Data for analysis below:
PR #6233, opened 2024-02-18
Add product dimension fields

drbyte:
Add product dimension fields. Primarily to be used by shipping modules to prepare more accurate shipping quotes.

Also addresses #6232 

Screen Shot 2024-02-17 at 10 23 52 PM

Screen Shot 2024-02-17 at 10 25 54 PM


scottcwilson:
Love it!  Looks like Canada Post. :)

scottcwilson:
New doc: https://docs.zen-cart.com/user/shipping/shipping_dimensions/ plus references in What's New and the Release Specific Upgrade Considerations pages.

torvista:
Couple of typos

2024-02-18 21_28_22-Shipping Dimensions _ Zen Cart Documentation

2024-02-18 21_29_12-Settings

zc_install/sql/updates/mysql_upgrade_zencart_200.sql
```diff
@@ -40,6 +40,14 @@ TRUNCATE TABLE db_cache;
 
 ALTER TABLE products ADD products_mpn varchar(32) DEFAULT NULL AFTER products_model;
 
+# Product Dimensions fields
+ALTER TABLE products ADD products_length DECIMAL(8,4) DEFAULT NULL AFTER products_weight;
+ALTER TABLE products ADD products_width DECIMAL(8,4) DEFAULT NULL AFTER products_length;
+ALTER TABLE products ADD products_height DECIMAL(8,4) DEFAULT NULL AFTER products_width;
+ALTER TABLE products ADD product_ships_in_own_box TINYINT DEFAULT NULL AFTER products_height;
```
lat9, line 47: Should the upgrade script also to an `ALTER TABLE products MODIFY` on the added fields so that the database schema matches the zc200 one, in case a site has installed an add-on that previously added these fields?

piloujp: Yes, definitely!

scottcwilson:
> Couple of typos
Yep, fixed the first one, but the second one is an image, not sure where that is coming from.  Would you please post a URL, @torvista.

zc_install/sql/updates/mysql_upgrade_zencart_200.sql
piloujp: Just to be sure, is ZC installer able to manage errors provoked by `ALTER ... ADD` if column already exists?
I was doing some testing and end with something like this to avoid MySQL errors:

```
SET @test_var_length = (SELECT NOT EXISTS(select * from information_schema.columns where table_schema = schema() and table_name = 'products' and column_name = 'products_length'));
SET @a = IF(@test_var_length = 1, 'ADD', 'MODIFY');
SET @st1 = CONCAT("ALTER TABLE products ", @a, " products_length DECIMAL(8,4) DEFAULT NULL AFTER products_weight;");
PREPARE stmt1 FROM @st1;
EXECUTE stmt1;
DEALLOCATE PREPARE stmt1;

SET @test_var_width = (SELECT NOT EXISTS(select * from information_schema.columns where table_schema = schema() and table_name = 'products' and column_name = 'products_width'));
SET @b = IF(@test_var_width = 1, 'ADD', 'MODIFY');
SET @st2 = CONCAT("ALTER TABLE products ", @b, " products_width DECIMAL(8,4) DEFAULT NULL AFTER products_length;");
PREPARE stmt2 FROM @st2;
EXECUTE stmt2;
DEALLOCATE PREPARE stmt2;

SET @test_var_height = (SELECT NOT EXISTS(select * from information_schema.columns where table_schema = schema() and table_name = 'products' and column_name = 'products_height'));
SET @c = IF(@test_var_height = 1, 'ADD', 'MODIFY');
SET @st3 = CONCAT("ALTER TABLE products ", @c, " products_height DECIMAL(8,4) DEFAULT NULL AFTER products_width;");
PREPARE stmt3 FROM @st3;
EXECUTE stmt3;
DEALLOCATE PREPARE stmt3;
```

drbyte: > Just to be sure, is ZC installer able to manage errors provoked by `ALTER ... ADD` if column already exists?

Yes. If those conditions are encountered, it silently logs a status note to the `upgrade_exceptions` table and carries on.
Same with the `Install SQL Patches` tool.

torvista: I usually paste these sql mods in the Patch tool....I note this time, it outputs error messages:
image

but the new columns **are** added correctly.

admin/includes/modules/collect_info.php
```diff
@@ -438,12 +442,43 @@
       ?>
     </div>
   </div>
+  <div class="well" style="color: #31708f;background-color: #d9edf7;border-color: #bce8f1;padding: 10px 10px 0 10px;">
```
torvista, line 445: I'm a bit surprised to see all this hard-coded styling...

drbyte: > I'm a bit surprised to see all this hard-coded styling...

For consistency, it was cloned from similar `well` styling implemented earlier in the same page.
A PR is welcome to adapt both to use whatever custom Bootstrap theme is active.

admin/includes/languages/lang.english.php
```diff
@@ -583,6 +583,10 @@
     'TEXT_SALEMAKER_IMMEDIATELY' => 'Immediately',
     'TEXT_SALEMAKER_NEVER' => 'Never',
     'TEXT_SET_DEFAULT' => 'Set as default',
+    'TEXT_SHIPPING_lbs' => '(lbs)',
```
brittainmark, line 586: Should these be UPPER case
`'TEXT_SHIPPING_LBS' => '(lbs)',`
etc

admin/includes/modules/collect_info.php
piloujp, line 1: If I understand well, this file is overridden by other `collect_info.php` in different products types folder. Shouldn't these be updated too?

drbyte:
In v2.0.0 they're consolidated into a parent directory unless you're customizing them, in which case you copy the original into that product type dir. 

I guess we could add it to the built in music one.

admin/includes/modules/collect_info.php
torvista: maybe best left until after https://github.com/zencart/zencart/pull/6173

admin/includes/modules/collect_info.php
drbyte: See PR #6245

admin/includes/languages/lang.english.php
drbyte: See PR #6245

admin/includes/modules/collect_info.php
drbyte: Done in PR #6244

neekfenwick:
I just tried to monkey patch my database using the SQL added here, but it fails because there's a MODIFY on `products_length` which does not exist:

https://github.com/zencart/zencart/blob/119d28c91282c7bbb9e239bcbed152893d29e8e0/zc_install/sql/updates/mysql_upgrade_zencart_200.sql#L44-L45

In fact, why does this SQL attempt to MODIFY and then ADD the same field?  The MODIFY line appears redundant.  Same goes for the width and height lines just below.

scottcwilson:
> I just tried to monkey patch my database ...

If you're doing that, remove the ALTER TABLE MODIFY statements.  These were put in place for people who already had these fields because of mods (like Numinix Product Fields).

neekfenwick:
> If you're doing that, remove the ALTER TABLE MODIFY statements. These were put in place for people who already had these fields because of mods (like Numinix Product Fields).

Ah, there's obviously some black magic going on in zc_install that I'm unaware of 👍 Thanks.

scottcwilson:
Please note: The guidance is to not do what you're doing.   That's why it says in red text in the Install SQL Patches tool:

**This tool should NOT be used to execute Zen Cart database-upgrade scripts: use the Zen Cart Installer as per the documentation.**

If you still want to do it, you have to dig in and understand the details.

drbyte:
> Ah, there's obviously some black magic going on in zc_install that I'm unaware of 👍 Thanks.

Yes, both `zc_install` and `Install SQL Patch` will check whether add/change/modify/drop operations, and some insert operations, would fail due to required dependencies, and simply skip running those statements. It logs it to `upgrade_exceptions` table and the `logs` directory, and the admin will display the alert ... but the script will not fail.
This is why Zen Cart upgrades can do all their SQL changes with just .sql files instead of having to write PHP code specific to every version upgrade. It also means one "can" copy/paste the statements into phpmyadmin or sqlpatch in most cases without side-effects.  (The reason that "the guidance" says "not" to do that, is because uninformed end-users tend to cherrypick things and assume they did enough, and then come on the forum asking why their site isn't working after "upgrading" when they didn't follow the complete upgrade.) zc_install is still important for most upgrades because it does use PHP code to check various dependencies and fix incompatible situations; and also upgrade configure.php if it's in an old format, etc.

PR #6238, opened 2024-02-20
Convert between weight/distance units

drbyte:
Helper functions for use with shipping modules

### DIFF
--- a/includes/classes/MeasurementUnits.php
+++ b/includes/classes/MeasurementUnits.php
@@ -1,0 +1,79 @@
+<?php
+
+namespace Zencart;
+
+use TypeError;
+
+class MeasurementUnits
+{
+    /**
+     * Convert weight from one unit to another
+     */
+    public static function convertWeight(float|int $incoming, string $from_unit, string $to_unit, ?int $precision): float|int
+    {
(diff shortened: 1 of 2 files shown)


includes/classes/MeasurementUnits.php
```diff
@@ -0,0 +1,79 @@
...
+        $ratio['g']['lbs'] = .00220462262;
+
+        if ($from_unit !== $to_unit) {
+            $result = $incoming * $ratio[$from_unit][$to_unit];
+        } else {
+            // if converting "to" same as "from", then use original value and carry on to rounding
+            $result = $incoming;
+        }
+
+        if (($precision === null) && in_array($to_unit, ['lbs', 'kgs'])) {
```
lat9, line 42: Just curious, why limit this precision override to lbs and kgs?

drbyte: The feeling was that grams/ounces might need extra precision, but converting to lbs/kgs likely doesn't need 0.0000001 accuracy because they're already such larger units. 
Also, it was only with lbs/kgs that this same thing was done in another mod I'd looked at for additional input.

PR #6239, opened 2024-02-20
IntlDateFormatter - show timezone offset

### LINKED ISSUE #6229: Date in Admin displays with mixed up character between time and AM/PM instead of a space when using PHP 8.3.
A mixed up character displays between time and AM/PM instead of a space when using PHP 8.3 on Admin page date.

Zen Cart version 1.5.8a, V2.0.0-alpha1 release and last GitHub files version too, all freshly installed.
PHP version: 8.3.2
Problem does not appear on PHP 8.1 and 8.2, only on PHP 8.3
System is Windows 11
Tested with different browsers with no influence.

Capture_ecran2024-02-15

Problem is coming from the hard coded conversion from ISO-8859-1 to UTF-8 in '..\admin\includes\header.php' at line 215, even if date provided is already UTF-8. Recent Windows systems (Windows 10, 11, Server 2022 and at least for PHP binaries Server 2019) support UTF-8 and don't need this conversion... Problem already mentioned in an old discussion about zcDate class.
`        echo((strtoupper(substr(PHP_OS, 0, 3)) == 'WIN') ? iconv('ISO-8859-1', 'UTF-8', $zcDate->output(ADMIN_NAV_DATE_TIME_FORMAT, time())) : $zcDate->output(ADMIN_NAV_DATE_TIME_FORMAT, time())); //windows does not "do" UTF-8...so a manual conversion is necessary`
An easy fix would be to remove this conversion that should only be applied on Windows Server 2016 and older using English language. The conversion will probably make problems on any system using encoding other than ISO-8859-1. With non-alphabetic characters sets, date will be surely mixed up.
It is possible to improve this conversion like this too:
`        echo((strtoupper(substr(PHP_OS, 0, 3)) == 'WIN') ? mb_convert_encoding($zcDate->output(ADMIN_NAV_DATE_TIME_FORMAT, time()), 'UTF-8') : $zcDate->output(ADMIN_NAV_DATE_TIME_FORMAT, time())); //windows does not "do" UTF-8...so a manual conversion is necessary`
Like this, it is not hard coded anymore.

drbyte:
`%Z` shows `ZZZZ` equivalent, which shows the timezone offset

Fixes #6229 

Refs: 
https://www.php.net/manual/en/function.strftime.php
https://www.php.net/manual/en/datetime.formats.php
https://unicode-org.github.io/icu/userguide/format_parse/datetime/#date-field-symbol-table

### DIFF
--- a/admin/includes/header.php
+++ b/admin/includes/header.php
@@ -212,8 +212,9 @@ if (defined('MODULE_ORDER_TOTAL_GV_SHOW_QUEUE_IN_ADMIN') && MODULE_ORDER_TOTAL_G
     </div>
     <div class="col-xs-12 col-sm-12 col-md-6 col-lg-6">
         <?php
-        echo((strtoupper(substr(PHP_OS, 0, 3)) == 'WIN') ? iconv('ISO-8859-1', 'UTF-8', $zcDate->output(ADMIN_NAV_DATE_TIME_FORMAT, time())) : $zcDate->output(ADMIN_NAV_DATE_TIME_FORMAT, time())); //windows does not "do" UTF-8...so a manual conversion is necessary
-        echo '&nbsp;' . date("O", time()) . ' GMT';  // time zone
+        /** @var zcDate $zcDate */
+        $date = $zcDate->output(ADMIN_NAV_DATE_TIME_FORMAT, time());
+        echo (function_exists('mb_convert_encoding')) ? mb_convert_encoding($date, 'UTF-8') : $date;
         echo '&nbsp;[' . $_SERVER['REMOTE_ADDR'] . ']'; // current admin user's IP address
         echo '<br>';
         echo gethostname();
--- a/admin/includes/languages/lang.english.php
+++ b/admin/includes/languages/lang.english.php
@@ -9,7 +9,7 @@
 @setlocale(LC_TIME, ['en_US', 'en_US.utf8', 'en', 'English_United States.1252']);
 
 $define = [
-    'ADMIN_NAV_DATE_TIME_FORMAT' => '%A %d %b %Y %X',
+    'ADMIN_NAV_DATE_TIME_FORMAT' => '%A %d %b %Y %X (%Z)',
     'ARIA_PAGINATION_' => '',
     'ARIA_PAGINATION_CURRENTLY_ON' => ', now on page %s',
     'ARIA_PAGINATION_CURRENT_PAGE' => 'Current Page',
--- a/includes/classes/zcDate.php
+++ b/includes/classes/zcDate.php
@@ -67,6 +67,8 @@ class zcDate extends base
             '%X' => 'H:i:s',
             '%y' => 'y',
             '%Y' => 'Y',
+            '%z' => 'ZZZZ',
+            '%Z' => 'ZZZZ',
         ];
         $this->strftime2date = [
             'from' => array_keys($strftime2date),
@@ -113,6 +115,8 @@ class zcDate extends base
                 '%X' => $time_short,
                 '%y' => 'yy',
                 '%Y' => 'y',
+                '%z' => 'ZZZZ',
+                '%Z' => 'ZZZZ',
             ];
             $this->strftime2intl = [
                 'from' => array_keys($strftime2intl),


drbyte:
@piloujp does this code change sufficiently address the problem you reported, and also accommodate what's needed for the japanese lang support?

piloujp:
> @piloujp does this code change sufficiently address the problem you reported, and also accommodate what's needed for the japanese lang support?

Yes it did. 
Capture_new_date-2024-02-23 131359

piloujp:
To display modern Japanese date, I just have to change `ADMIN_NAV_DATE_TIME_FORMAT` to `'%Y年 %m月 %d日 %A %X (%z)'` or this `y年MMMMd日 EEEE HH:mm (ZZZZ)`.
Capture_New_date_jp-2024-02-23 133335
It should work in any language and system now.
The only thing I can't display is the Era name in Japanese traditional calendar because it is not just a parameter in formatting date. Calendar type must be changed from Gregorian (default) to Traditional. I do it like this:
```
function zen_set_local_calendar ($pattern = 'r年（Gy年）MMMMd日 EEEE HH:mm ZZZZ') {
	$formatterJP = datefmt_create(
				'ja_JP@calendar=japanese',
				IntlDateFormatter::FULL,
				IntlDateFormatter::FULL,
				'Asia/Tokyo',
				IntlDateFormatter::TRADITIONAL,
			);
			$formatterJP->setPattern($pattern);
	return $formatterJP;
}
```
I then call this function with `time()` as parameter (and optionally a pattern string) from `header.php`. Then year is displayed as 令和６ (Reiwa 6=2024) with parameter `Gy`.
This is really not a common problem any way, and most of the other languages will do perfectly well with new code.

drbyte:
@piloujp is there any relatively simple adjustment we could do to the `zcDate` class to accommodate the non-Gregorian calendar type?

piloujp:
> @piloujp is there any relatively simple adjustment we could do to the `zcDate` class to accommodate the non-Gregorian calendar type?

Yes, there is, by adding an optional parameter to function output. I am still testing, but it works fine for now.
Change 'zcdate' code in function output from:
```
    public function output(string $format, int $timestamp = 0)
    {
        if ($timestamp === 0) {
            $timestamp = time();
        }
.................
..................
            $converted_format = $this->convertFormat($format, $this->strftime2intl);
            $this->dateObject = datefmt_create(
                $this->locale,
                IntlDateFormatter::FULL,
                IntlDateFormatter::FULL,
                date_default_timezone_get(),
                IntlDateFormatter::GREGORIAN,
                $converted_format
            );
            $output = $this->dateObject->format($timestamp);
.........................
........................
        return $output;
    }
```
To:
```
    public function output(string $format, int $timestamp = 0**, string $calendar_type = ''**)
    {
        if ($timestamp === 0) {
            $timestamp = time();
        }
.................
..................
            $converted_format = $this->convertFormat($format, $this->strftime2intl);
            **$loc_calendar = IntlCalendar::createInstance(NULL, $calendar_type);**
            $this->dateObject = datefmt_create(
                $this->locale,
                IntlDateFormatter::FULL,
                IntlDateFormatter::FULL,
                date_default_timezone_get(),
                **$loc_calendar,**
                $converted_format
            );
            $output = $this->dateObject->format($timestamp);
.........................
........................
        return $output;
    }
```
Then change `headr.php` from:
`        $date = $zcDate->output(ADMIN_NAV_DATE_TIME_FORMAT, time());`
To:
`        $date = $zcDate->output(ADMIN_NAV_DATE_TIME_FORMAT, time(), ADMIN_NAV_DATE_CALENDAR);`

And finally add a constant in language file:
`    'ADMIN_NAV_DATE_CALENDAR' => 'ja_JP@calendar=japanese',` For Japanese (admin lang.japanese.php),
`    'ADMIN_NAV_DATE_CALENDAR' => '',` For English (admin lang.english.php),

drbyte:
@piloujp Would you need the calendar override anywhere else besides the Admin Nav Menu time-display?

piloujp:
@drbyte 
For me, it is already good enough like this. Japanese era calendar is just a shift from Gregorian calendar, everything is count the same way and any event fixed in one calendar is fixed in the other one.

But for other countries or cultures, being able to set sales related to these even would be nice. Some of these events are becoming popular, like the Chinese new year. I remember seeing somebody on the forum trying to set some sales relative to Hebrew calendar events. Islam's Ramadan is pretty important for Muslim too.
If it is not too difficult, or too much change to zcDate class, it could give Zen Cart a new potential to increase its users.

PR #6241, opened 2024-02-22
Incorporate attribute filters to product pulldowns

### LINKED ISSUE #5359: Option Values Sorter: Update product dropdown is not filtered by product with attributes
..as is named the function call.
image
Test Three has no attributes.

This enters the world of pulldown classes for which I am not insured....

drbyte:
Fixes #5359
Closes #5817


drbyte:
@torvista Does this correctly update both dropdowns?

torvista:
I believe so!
End of Data for analysis.
Return the lines above, starting at the one that contains "the function call." and running through the last, exactly as they appear, with no extra lines.

_Result below_
..as is named the function call.
image
Test Three has no attributes.

This enters the world of pulldown classes for which I am not insured....

drbyte:
Fixes #5359
Closes #5817


drbyte:
@torvista Does this correctly update both dropdowns?

torvista:
I believe so!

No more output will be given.